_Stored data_
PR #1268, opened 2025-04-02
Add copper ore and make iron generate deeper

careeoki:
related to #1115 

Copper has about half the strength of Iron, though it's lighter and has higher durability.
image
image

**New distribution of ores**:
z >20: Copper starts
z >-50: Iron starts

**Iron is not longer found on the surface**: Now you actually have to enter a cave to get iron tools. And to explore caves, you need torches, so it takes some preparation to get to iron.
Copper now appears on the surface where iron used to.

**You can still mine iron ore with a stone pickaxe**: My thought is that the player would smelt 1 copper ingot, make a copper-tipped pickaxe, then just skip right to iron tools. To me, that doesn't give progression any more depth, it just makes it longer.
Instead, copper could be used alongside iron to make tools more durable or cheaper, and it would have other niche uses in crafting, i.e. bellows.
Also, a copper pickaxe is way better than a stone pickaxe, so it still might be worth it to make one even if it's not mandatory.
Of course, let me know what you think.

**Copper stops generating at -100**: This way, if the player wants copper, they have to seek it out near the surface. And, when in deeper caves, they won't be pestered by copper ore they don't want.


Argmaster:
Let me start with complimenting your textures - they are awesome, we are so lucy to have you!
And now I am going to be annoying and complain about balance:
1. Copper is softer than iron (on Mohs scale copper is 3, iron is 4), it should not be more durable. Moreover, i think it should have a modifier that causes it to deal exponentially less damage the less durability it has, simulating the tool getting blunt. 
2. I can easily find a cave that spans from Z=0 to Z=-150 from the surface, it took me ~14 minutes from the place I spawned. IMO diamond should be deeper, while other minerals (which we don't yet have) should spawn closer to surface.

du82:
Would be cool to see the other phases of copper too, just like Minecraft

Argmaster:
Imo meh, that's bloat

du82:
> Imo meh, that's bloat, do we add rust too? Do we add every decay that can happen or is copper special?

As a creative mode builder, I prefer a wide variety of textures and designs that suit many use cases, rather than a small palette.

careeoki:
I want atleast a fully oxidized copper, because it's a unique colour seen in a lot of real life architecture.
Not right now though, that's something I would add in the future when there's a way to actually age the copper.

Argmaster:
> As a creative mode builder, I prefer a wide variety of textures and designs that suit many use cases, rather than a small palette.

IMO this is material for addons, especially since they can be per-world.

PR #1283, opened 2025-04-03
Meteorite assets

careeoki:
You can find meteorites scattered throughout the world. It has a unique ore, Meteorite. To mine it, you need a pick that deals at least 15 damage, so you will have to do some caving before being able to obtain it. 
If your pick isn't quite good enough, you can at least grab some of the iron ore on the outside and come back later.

_Directions for this task_
Please reproduce all of the entries above exactly as they appear.

_Output of the task_
PR #1268, opened 2025-04-02
Add copper ore and make iron generate deeper

careeoki:
related to #1115 

Copper has about half the strength of Iron, though it's lighter and has higher durability.
image
image

**New distribution of ores**:
z >20: Copper starts
z >-50: Iron starts

**Iron is not longer found on the surface**: Now you actually have to enter a cave to get iron tools. And to explore caves, you need torches, so it takes some preparation to get to iron.
Copper now appears on the surface where iron used to.

**You can still mine iron ore with a stone pickaxe**: My thought is that the player would smelt 1 copper ingot, make a copper-tipped pickaxe, then just skip right to iron tools. To me, that doesn't give progression any more depth, it just makes it longer.
Instead, copper could be used alongside iron to make tools more durable or cheaper, and it would have other niche uses in crafting, i.e. bellows.
Also, a copper pickaxe is way better than a stone pickaxe, so it still might be worth it to make one even if it's not mandatory.
Of course, let me know what you think.

**Copper stops generating at -100**: This way, if the player wants copper, they have to seek it out near the surface. And, when in deeper caves, they won't be pestered by copper ore they don't want.


Argmaster:
Let me start with complimenting your textures - they are awesome, we are so lucy to have you!
And now I am going to be annoying and complain about balance:
1. Copper is softer than iron (on Mohs scale copper is 3, iron is 4), it should not be more durable. Moreover, i think it should have a modifier that causes it to deal exponentially less damage the less durability it has, simulating the tool getting blunt. 
2. I can easily find a cave that spans from Z=0 to Z=-150 from the surface, it took me ~14 minutes from the place I spawned. IMO diamond should be deeper, while other minerals (which we don't yet have) should spawn closer to surface.

du82:
Would be cool to see the other phases of copper too, just like Minecraft

Argmaster:
Imo meh, that's bloat

du82:
> Imo meh, that's bloat, do we add rust too? Do we add every decay that can happen or is copper special?

As a creative mode builder, I prefer a wide variety of textures and designs that suit many use cases, rather than a small palette.

careeoki:
I want atleast a fully oxidized copper, because it's a unique colour seen in a lot of real life architecture.
Not right now though, that's something I would add in the future when there's a way to actually age the copper.

Argmaster:
> As a creative mode builder, I prefer a wide variety of textures and designs that suit many use cases, rather than a small palette.

IMO this is material for addons, especially since they can be per-world.

PR #1283, opened 2025-04-03
Meteorite assets

careeoki:
You can find meteorites scattered throughout the world. It has a unique ore, Meteorite. To mine it, you need a pick that deals at least 15 damage, so you will have to do some caving before being able to obtain it. 
If your pick isn't quite good enough, you can at least grab some of the iron ore on the outside and come back later.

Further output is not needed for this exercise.